The FTSE 100 fell on Friday, with Wall Street seen extending losses after a Philadelphia Federal Reserve survey sparked concerns over U.S. growth and corporate profitability, but renewed takeover talk buoyed Hanson.
Hanson rose 1.3 percent in heavy volume on continued talk of takeover interest from Mexico's Cemex, traders said. Construction and materials was the strongest sector by index points, followed by oil and gas producers.
U.S. crude oil recovered further towards $62 after a six week dive. BP was up 0.4 percent after it agreed a deal with China National Offshore Oil Co for the export of Indonesian liquefied gas to China from early 2009, slightly behind an earlier schedule. Royal Dutch Shell tacked on 0.8 percent.
By 12:02 p.m., the FTSE was down 0.97 percent, or 57.3 points, at 5,839.4, in line with declines across European markets and after the Nikkei fell 1.26 percent to a six week closing low.
The gains failed to offset what strategists described as an overreaction to the Philly Fed survey and its influence on Britain.
The Philly Fed survey was a bit of a shocker, and all constituent parts were weak. Analysts may have to take the knife to earnings estimates and this is what the market focuses on. The FTSE is affected because it has 70 percent of its earnings from overseas, which is led by the U.S., said Mike Lenhoff, chief strategist at Brewin Dolphin.
The good news is if the U.S. economy is that weak, the Fed will cut interest rates. If so, it will carry through to the UK, and the MPC could say it had better not proceed with a rate hike in November. But we're not there yet because the market has overreacted, he said, referring to the Philly Fed survey.
Financials were the main decliners.
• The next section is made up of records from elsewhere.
PR #1434, opened 2018-09-20
Misc documentation corrections

kbenoit:
Misc corrections brought to my attention by Arnab Dash (thanks!).


kbenoit:
@koheiw I added `corpus_trim()` and `char_trim()` to the documentation index (previously leyworded internal). Can you see any reason not to?

Issue #1426, opened 2018-09-06
Improve unused_dots() 


kbenoit:
Could make `unused_dots()` more informative. Right now:

```r
> textstat_readability(data_corpus_inaugural[1], measure = "Flesch.Kincaid", notarg = FALSE)
         document Flesch.Kincaid
1 1789-Washington       28.43216
Warning message:
In unused_dots(...) : ... is not used in textstat_readability.character()
```

Should:
* identify the unused arguments; and
* not print the name of the `unused_dots()` function itself.

PR #1448, opened 2018-10-09
Make unused_dots() more informative for #1426

koheiw:


koheiw:
```r
> corpus(data_char_ukimmig2010, something = TRUE, whatever = FALSE)
Corpus consisting of 9 documents and 0 docvars.
Warning message:
something, whatever arguments are not used in corpus.character()
```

Man Group fell 1.6 percent after chief executive Stanley Fink called for more regulation around the sector, although he warned that changes would have to happen gradually to avoid unnecessary risks for the $1,200 billion (631 billion pound) global industry.
Banks fell as takeover talk faded around Barclays, sending the stock down 1.6 percent, traders said.
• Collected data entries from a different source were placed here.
Issue #1449, opened 2018-10-11
Add separator argument to kwic()


koheiw:
I found this ad-hoc solution to reconstruct original texts, but this is a wrong approach:
https://github.com/quanteda/quanteda/blob/edc0467173be541591068fb8aa3c09906237aebf/R/corpus.R#L371-L378

We instead add `separator` to `kwic()` and use `remove_separators` that is passed to `tokens()`.
```r
kw <- kwic(corp, separator = "", remove_separators = FALSE)
corpus(kw)
```
This is very easy to do.

PR #1450, opened 2018-10-12
Add separator argument for #1449

koheiw:
For #1449. I need this to be merged to upgrade `corpus.kwic()` in the dev-corpus2 branch.


koheiw:
We do, because phrases are comprised of individual tokens.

Among insurers, Old Mutual lost 2.6 percent after South Africa's rand slipped to a 3 year low versus the dollar.
In the drinks sector, SABMiller was similarly hit by the rand and by the fact it has significant business in the United States. SAB lost 2.3 percent, and Scottish & Newcastle fell 1.2 percent in sympathy. Diageo slipped 0.9 percent although JP Morgan recommended switching into it from France's Pernod Ricard for less risk and greater reward.
Morrison Supermarkets fell 2.8 percent, giving back part of Thursday's 7.7 percent rise which several analysts had said made it too expensive. The fall came despite Goldman Sachs removing the company from its conviction sell list, although it remained a sell. J.P Morgan upgraded Morrison to overweight from neutral, but cut Tesco, which slipped 1.2 percent.
Base metals rose, underpinned by gold, oil and a weaker dollar. Miners declined after an early positive start, led by Kazkhmys, down 1.9 percent, after HSBC recommended investors switch from it into Xstrata, which was steady. Rio Tinto slipped 0.6 percent.
Brambles edged down 0.1 percent after France's Veolia Environnement won conditional clearance from the European Commission to buy its British waste management arm.
Partygaming was steady although aides said U.S. Congressional leaders were trying to forge a compromise allowing them to push through legislation banning most Internet gambling.
Among telecoms, BT fell 1.9 percent on talk it is looking for more overseas acquisitions.
And shares in MFI Furniture Group extended gains to 11.4 percent after it offloaded its loss making retail operations to private equity group Merchant Equity Partners. It plans to change its name to Galiform Plc and focus on its profitable Howden Joinery trade arm.